Prosecutors noted that Smirnov’s false claim “set off a firestorm in Congress” when it resurfaced years later as part of the House impeachment inquiry into President Biden, a Democrat who defeated Republican then-President Donald Trump in 2020. The Biden administration dismissed the House impeachment effort as a “stunt.”

Before Smirnov’s arrest, Republicans had demanded the FBI release the unredacted form documenting the unverified allegations, though they acknowledged they couldn’t confirm if they were true.

“In committing his crimes he betrayed the United States, a country that showed him nothing but generosity, including conferring on him the greatest honor it can bestow, citizenship,” Justice Department special counsel David Weiss’ team wrote in court papers. “He repaid the trust the United States placed in him to be a law-abiding naturalized citizen and, more specifically, that one of its premier law enforcement agencies placed in him to tell the truth as a confidential human source, by attempting to interfere in a Presidential election.”


Smirnov will get credit for the time he has served behind bars since his arrest last February in the case accusing him of lying to the FBI. Prosecutors in November brought new tax charges alleging he concealed millions of dollars of income he earned between 2020 and 2022.

Smirnov’s lawyers are seeking no more than four years behind bars, noting the “substantial assistance” he provided to the U.S. government as an FBI informant for more than a decade. Smirnov’s lawyers noted in court papers that he suffers from serious health issues related to his eyes and argue that a lengthy sentence would “unnecessarily prolong his suffering.”

“Mr. Smirnov has learned a very grave lesson and proffers to this Honorable Court that he will not find himself on this side of the law again,” attorneys Richard Schonfeld and David Chesnoff told the judge in court papers.

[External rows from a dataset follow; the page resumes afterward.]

PR #84, opened 2017-10-13
sip: configurable timer values

alfredh:
Add support for setting SIP Timers T1 T2 T4

use `sip_conf_set` to set the config
use `sip_conf` to get the config

### DIFF
--- a/include/re_sip.h
+++ b/include/re_sip.h
@@ -221,6 +221,13 @@ struct sip_contact {
 	enum sip_transp tp;
 };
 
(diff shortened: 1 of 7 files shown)


alfredh:
I have added inline functions to access timer values (`sip_t1`)

we could make them uppercase (`SIP_T1`) but then we have to rename
the default timer values.

alfredh:
requirements are unclear, closing PR for now and continue hacking in branch

PR #89, opened 2017-10-30
tls: add dtls_recv_packet()

alfredh:
The current DTLS module only supports receiving packets on the UDP socket.

There is a usecase where an incoming DTLS packet will arrive on a different type
of socket. If TURN over TCP/TLS is used for the media transport, the DTLS packets
will be sent/recv via a TCP socket.

If ICE is used as media transport, with both UDP-based and TCP-based candidates,
the DTLS module must be able to receive packets on both of them.

@richaas please review and merge to master

### DIFF
--- a/src/tls/openssl/tls_udp.c
+++ b/src/tls/openssl/tls_udp.c
@@ -829,6 +829,20 @@ void dtls_set_mtu(struct dtls_sock *sock, size_t mtu)
 }
 
 
+void dtls_recv_packet(struct dtls_sock *sock, const struct sa *src,
+		      struct mbuf *mb)
+{
+	struct sa addr;
+
+	if (!sock || !src || !mb)
+		return;
+
+	addr = *src;
+
+	recv_handler(&addr, mb, sock);
+}
+
+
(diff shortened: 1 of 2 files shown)


src/tls/openssl/tls_udp.c
```diff
@@ -829,6 +829,20 @@ void dtls_set_mtu(struct dtls_sock *sock, size_t mtu)
...
 
+void dtls_recv_packet(struct dtls_sock *sock, const struct sa *src,
+		      struct mbuf *mb)
+{
+	struct sa addr;
+
+	if (!sock || !src || !mb)
+		return;
+
+	addr = *src;
```
lgrahl: I'm curious: Why is the copy needed?

alfredh: the input address is const, but the recv_handler is non-const.

we cannot simply cast away the const-ness, since the recv_handler function
might alter the address.

lgrahl: Ah, missed that it's const in the function's signature. Thanks for the explanation. :+1:

PR #90, opened 2017-11-01
http: added support for chunked transfer encoding

richaas:
This PR adds support for chunked transfer encoding in the HTTP client. This transfer encoding is quite common, and support for this is mandatory in [HTTP/1.1](https://tools.ietf.org/html/rfc7230#section-4.1). @alfredh please test, review and merge to master.

### DIFF
--- a/include/re_http.h
+++ b/include/re_http.h
@@ -82,7 +82,8 @@ struct http_msg {
 	struct pl reason;      /**< Response Reason phrase                 */
 	struct list hdrl;      /**< List of HTTP headers (struct http_hdr) */
 	struct msg_ctype ctyp; /**< Content-type                           */
-	struct mbuf *mb;       /**< Buffer containing the HTTP message     */
+	struct mbuf *_mb;      /**< Buffer containing the HTTP message     */
+	struct mbuf *mb;       /**< Buffer containing the HTTP body        */
 	uint32_t clen;         /**< Content length                         */
 };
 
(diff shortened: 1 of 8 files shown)


include/re_http.h
```diff
@@ -114,16 +115,20 @@ int  http_msg_print(struct re_printf *pf, const struct http_msg *msg);
...
 struct dnsc;
+struct tcp_conn;
+struct tls_conn;
 
 typedef void (http_resp_h)(int err, const struct http_msg *msg, void *arg);
-typedef void (http_data_h)(struct mbuf *mb, void *arg);
+typedef int  (http_data_h)(const uint8_t *buf, size_t size,
+			   const struct http_msg *msg, void *arg);
+typedef void (http_conn_h)(struct tcp_conn *tc, struct tls_conn *sc,
+			   void *arg);
```
alfredh: perhaps add a doxygen comment to the prototypes, documenting the semantics of the
callback handler and the arguments.

src/websock/websock.c
```diff
@@ -412,13 +412,8 @@ static void http_resp_handler(int err, const struct http_msg *msg, void *arg)
 	/* here we are ok */
 
 	conn->state = OPEN;
-	conn->tc = mem_ref(http_req_tcp(conn->req));
-	conn->sc = mem_ref(http_req_tls(conn->req));
 	(void)tcp_conn_peer_get(conn->tc, &conn->peer);
```
alfredh: looks like `conn->tc` is accessed here, is the conn->tc NULL?

richaas: No, conn->tc is set in the conn_handler(), which is called just before the response handler.

include/re_http.h
richaas: That make sense, but as they were not commented initially, let's do that in a separate PR.

richaas: The connection handler was added to provide better support for applications that needs
to continue communication on the existing TCP connection after the HTTP response is received. Examples include web-socket clients and streaming clients. If this handler is set, the HTTP client will not reuse this connection in new HTTP requests.

richaas: [HTTP/2](https://tools.ietf.org/html/rfc7540#section-3.2) is another example where this is useful.

alfredh:
updated testcase in retest to cover chunked response:

https://github.com/creytiv/retest/commit/f53e2ebdde48a1c0adcbcb610aa39e83f1ffd8c1

PR #97, opened 2017-11-28
Fix network on Windows

ftk:
On my machine socket function returns fd=~500-600, which triggers an error since it is more than FD_SETSIZE(64).
Redefining FD_SETSIZE to a larger value fixes this error, but select wont trigger.

In this PR I replaced select with WSAPoll and increased FD_SETSIZE. WSAPoll is not available on WinXP.

### DIFF
--- a/.gitignore
+++ b/.gitignore
@@ -9,3 +9,4 @@ libre.a
 libre.dylib
 libre.pc
 libre.so
+libre.dll
--- a/mk/re.mk
+++ b/mk/re.mk
@@ -324,7 +324,7 @@ ifeq ($(OS),openbsd)
 	HAVE_ARC4RANDOM	:= 1
 endif
 ifeq ($(OS),win32)
-	CFLAGS		+= -DWIN32 -D_WIN32_WINNT=0x0501 -D__ssize_t_defined
+	CFLAGS		+= -DWIN32 -D_WIN32_WINNT=0x0601 -D__ssize_t_defined
 	LIBS		+= -lwsock32 -lws2_32 -liphlpapi
 	LFLAGS		+=
 	SH_LFLAGS	+= -shared
@@ -548,6 +548,8 @@ endif
 ifeq ($(OS),win32)
 CFLAGS  += -DHAVE_SELECT
 CFLAGS  += -DHAVE_IO_H
+CFLAGS  += -DHAVE_INET_NTOP -DHAVE_INET_PTON
+CFLAGS  += -DFD_SETSIZE=1024 -DHAVE_POLL
 else
 HAVE_SYSLOG  := $(shell [ -f $(SYSROOT)/include/syslog.h ] && echo "1")
 HAVE_DLFCN_H := $(shell [ -f $(SYSROOT)/include/dlfcn.h ] && echo "1")
--- a/src/main/main.c
+++ b/src/main/main.c
@@ -3,6 +3,16 @@
  *
  * Copyright (C) 2010 Creytiv.com
  */
+#ifdef HAVE_POLL
+#ifdef WIN32
+#define _WIN32_WINNT 0x601
+#define WINVER 0x601
+#include <winsock2.h>
+#else
+#include <poll.h>
+#endif
+#endif
+
 #ifdef HAVE_SYS_TIME_H
 #include <sys/time.h>
 #endif
@@ -21,9 +31,7 @@
 #ifdef HAVE_SELECT_H
 #include <sys/select.h>
 #endif
-#ifdef HAVE_POLL
-#include <poll.h>
-#endif
+
 #ifdef HAVE_EPOLL
 #include <sys/epoll.h>
 #endif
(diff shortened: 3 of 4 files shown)


src/net/win32/wif.c
```diff
@@ -24,7 +24,7 @@
  */
 static int if_list_gaa(net_ifaddr_h *ifh, void *arg)
 {
-	IP_ADAPTER_ADDRESSES addrv[16], *cur;
+	IP_ADAPTER_ADDRESSES addrv[64], *cur;
```
alfredh: could you please create a separate PR for this change?

alfredh:
I am getting warnings with mingw32 from Macports:

```
In file included from include/re_sa.h:7:0,
                 from src/sa/ntop.c:29:
/opt/local/i686-w64-mingw32/include/winsock2.h:15:2: warning: #warning Please include winsock2.h before windows.h [-Wcpp]
 #warning Please include winsock2.h before windows.h
  ^~~~~~~
src/sa/ntop.c: In function ‘net_inet_ntop’:
src/sa/ntop.c:208:22: warning: passing argument 2 of ‘inet_ntop’ discards ‘const’ qualifier from pointer target type [-Wdiscarded-qualifiers]
   inet_ntop(AF_INET, &sa->u.in.sin_addr, buf, size);
                      ^
In file included from include/re_sa.h:8:0,
                 from src/sa/ntop.c:29:
/opt/local/i686-w64-mingw32/include/ws2tcpip.h:447:35: note: expected ‘PVOID {aka void *}’ but argument is of type ‘const struct in_addr *’
 WINSOCK_API_LINKAGE LPCSTR WSAAPI InetNtopA(INT Family, PVOID pAddr, LPSTR pStringBuf, size_t StringBufSize);
                                   ^
src/sa/ntop.c:213:23: warning: passing argument 2 of ‘inet_ntop’ discards ‘const’ qualifier from pointer target type [-Wdiscarded-qualifiers]
   inet_ntop(AF_INET6, &sa->u.in6.sin6_addr, buf, size);
                       ^
In file included from include/re_sa.h:8:0,
                 from src/sa/ntop.c:29:
/opt/local/i686-w64-mingw32/include/ws2tcpip.h:447:35: note: expected ‘PVOID {aka void *}’ but argument is of type ‘const struct in6_addr *’
 WINSOCK_API_LINKAGE LPCSTR WSAAPI InetNtopA(INT Family, PVOID pAddr, LPSTR pStringBuf, size_t StringBufSize);
                                   ^
```

.gitignore
```diff
@@ -9,3 +9,4 @@ libre.a
 libre.dylib
 libre.pc
 libre.so
+libre.dll
```
alfredh: please create a separate PR for this change..

mk/re.mk
```diff
@@ -324,15 +319,14 @@ ifeq ($(OS),openbsd)
 	HAVE_ARC4RANDOM	:= 1
 endif
 ifeq ($(OS),win32)
-	CFLAGS		+= -DWIN32 -D_WIN32_WINNT=0x0501 -D__ssize_t_defined
+	CFLAGS		+= -DWIN32 -D_WIN32_WINNT=0x0601 -D__ssize_t_defined
```
alfredh: what is the reason for this change?

perhaps we should document these magic values.

alfredh:
many thanks for your patch.

In general we should find a solution that works both on Windows XP and Vista.

ftk:
-D_WIN32_WINNT=0x0501 means to compile for Windows NT 5.1 (XP)
WSAPoll only gets defined if _WIN32_WINNT >= 0x0600
To maintain compatibility with WinXP you would have to copy definitions from winsock2.h, then at runtime detect windows version and either use select or load WSAPoll function pointer from some DLL.
I rather might add support for IO completion ports in the future, which also should be faster than iterating 600+ fds every time.
_WIN32_WINNT >= 0x0600 also defines inet_ntop and inet_pton which have slightly different signature, therefore the warnings. It is possible to add #undef inet_ntop  #undef inet_pton and use library's code instead.

src/main/main.c
```diff
@@ -101,8 +107,12 @@ struct re {
 	struct list tmrl;            /**< List of timers                    */
 
 #ifdef HAVE_POLL
+#ifdef WIN32
+	WSAPOLLFD *fds;
+#else
```
alfredh: perhaps we should add a `HAVE_WSAPOLL` flag ?

it would be nice if the same codebase can be used to build for different
platforms, by setting flags.

alfredh:
perhaps we should also consider this:

https://daniel.haxx.se/blog/2012/10/10/wsapoll-is-broken/

alfredh:
We should not add support for WSA poll as it is broken. It was removed from CURL.

I have added IOCP to the roadmap/wishlist:

https://github.com/creytiv/re/wiki/Roadmap

if you still want to contribute, please break your PR up into smaller patches,
so they can be reviewed and tested.

Alfred

PR #98, opened 2017-11-29
Fix ERROR_BUFFER_OVERFLOW when calling GetAdaptersAddresses 

ftk:
https://msdn.microsoft.com/en-us/library/windows/desktop/aa365915(v=vs.85).aspx

### DIFF
--- a/src/net/win32/wif.c
+++ b/src/net/win32/wif.c
@@ -24,7 +24,7 @@
  */
 static int if_list_gaa(net_ifaddr_h *ifh, void *arg)
 {
-	IP_ADAPTER_ADDRESSES addrv[16], *cur;
+	IP_ADAPTER_ADDRESSES addrv[64], *cur;
 	ULONG ret, len = sizeof(addrv);
 	const ULONG flags = GAA_FLAG_SKIP_ANYCAST | GAA_FLAG_SKIP_MULTICAST;
 	HANDLE hLib;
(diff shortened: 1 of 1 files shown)


src/net/win32/wif.c
```diff
@@ -46,14 +47,24 @@ static int if_list_gaa(net_ifaddr_h *ifh, void *arg)
 		goto out;
 	}
 
-	ret = (*u.gaa)(AF_UNSPEC, flags, NULL, addrv, &len);
+	/* try with stack-allocated addrv at first */
+	paddrv = addrv;
+	addrv_allocated = false;
+retry:
```
alfredh: we should avoid a retry loop here, since there is a chance that the code will be stuck
in the loop forever.

alfredh:
many thanks for your patch

I think we should find a solution that uses the same code path for all cases.

with your patch, the error case would only be done in certain cases.
perhaps it is better to just increase the buffer to 64 ?

another solution is to always query the required buffer size:

```
	/* fetch the required buffer size */
	ret = (*u.gaa)(AF_UNSPEC, flags, NULL, NULL, &len);

	addrv = mem_zalloc(len, NULL);

	ret = (*u.gaa)(AF_UNSPEC, flags, NULL, addrv, &len);

```

alfredh:
I have made an alternative PR here:

https://github.com/creytiv/re/pull/100

Alfred

PR #99, opened 2017-11-30
tmr: use clock_gettime() to avoid system clock drift

alfredh:
the current timer system is subject to adjusting the system clock.

1. for a pending timer, if the system clock is adjusted towards the future,
  the timer will trigger before it is supposed to trigger.

2. for a pending timer, if the system clock is adjusted towards the past,
  the timer will trigger later.

one solution to avoid this is to use `clock_gettime` for systems that support it:

```
 CLOCK_MONOTONIC

clock that increments monotonically, tracking the time since an arbitrary
point, and will continue to increment while the system is asleep.
```

https://linux.die.net/man/3/clock_gettime

Testing:

- [x] Debian Testing
- [x] OSX 10.12
- [x] Android NDK r14
- [x] OpenBSD 6.2

### DIFF
--- a/src/tmr/tmr.c
+++ b/src/tmr/tmr.c
@@ -3,6 +3,8 @@
  *
  * Copyright (C) 2010 Creytiv.com
  */
+
+#define _DEFAULT_SOURCE 1
 #include <string.h>
 #ifdef HAVE_SYS_TIME_H
 #include <sys/time.h>
@@ -132,6 +134,26 @@ uint64_t tmr_jiffies(void)
 	li.LowPart = ft.dwLowDateTime;
 	li.HighPart = ft.dwHighDateTime;
 	jfs = li.QuadPart/10/1000;
+#elif HAVE_CLOCK_GETTIME
+
+	struct timespec now;
+	clockid_t clock_id;
+
+#if defined (CLOCK_MONOTONIC_RAW_APPROX)
+	clock_id = CLOCK_MONOTONIC_RAW_APPROX;
+#elif defined (CLOCK_BOOTTIME)
+	clock_id = CLOCK_BOOTTIME;
+#else
+	clock_id = CLOCK_MONOTONIC;
+#endif
+
+	if (0 != clock_gettime(clock_id, &now)) {
+		DEBUG_WARNING("jiffies: clock_gettime() failed (%m)\n", errno);
+		return 0;
+	}
+
+	jfs  = (long)now.tv_sec * (uint64_t)1000;
+	jfs += now.tv_nsec / (uint64_t)1000000;
 #else
 	struct timeval now;
 
--- a/src/tmr/tmr.c
+++ b/src/tmr/tmr.c
@@ -139,9 +139,7 @@ uint64_t tmr_jiffies(void)
 	struct timespec now;
 	clockid_t clock_id;
 
-#if defined (CLOCK_MONOTONIC_RAW_APPROX)
-	clock_id = CLOCK_MONOTONIC_RAW_APPROX;
-#elif defined (CLOCK_BOOTTIME)
+#if defined (CLOCK_BOOTTIME)
 	clock_id = CLOCK_BOOTTIME;
 #else
 	clock_id = CLOCK_MONOTONIC;


richaas:
CLOCK_MONOTONIC is affected by the incremental adjustments performed by adjtime(3) and NTP.
On Linux, CLOCK_MONOTONIC is not incremented during suspend.

alfredh:
do you think we should add support for clock_gettime ?

There are some interesting articles here:

http://btorpey.github.io/blog/2014/02/18/clock-sources-in-linux/

https://blog.habets.se/2010/09/gettimeofday-should-never-be-used-to-measure-time.html

since the value returned by `tmr_jiffies` is in the units of "milliseconds" it is perhaps
better for us to use a coarse (not high precision) timer that is cheaper to fetch.

from the manual page of clock_gettime on OSX:

```
  CLOCK_MONOTONIC    clock that increments monotonically, tracking the time since an
                        arbitrary point, and will continue to increment while the system is
                        asleep.

     CLOCK_MONOTONIC_RAW
                        clock that increments monotonically, tracking the time since an
                        arbitrary point like CLOCK_MONOTONIC.  However, this clock is unaf-
                        fected by frequency or time adjustments.  It should not be compared
                        to other system time sources.

     CLOCK_MONOTONIC_RAW_APPROX
                        like CLOCK_MONOTONIC_RAW, but reads a value cached by the system at
                        context switch.  This can be read faster, but at a loss of accuracy
                        as it may return values that are milliseconds old.
```

the original issue came up on a device that started with time 1. Jan 1970
and was later set to the correct time by NTP. In this case the time delta was
so large that it made all the re timers expire immediately.

richaas:
I support the idea of improving tmr_jiffes(), and make it resilient agains time adjustments.
However, the problem with CLOCK_MONOTONIC is that it is not incremented during system
suspend on Linux (but is on OS X). Additionally, CLOCK_MONOTONIC is influenced by NTP
adjustments.

fancycode:
You could use `CLOCK_BOOTTIME` on Linux to include time while the system is suspended:
```
       CLOCK_BOOTTIME (since Linux 2.6.39; Linux-specific)
              Identical  to  CLOCK_MONOTONIC,  except  it  also  includes any time that the system is suspended.  This allows
              applications to get a  suspend-aware  monotonic  clock  without  having  to  deal  with  the  complications  of
              CLOCK_REALTIME, which may have discontinuities if the time is changed using settimeofday(2).
```

alfredh:
hi @fancycode many thanks for your suggestion.

I updated the patch with new clocks for Linux and OSX.

richaas:
I suggest we drop CLOCK_MONOTONIC_RAW_APPROX, and use either CLOCK_BOOTTIME (on linux) or otherwise CLOCK_MONOTONIC. We also need to test that this works on all supported platforms, and that the timer is suspend-aware on all of those. On potential issue is that older linux kernels (prior to 2.6.39) will no longer have suspend-aware timers, as they currently have.

alfredh:
@fancycode do you have the chance to test this patch on your system(s) ?

the code must be compiled with

```
$ make EXTRA_CFLAGS=-DHAVE_CLOCK_GETTIME
```


Alfred

alfredh:
I think that we are not really sure how to solve this yet.

in order to do some more experimentation and testing I will add a function
to baresip that measures time (in microseconds) using the clock_gettime.

fwjavox:
May I ask why you stick with gettimeofday instead of clock_gettime?
As @richaas pointed out, some of the clock_gettime clocks are affected by NTP adjustments, but that only applies to frequency adjustment. There won't be any jumps in the monotonic clocks (except suspends for CLOCK_BOOTTIME).
From what I understand, the only downside of CLOCK_BOOTTIME is lacking support in ancient kernels.
The downsides of gettimeofday for measuring time differences are pointed out in the link @alfredh posted above.
I wrote the patch to fix problems we had with systems that were powered off for a few days and resynced their clock using NTP which lead to timers being late.

> One potential issue is that older linux kernels (prior to 2.6.39) will no longer have suspend-aware timers, as they currently have.

This could be avoided using preprocessor defines, I guess.

alfredh:
the main problem with this patch is that it has to be tested extremely well
on a large number of devices/platforms and by many people.

I dont want to apply this patch now and find bugs after 6 months.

Smirnov was prosecuted by Weiss, who also brought gun and tax charges against Hunter Biden. Hunter Biden was supposed to be sentenced in December after being convicted at a trial in the gun case and pleading guilty to tax charges. But he was pardoned by his father, who said he believed “raw politics has infected this process and it led to a miscarriage of justice.”

In seeking a lighter sentence, Smirnov’s lawyers wrote in court papers that both Hunter Biden and President-elect Trump — who was charged in two federal cases by a different special counsel — “have walked free and clear of any meaningful punishment.”

Special counsel Jack Smith abandoned the two federal cases against Trump — accusing him of conspiring to overturn his 2020 election loss and hoarding classified documents at his Mar-a-Lago estate in Palm Beach, Florida — after Trump’s presidential victory over Vice President Kamala Harris in November.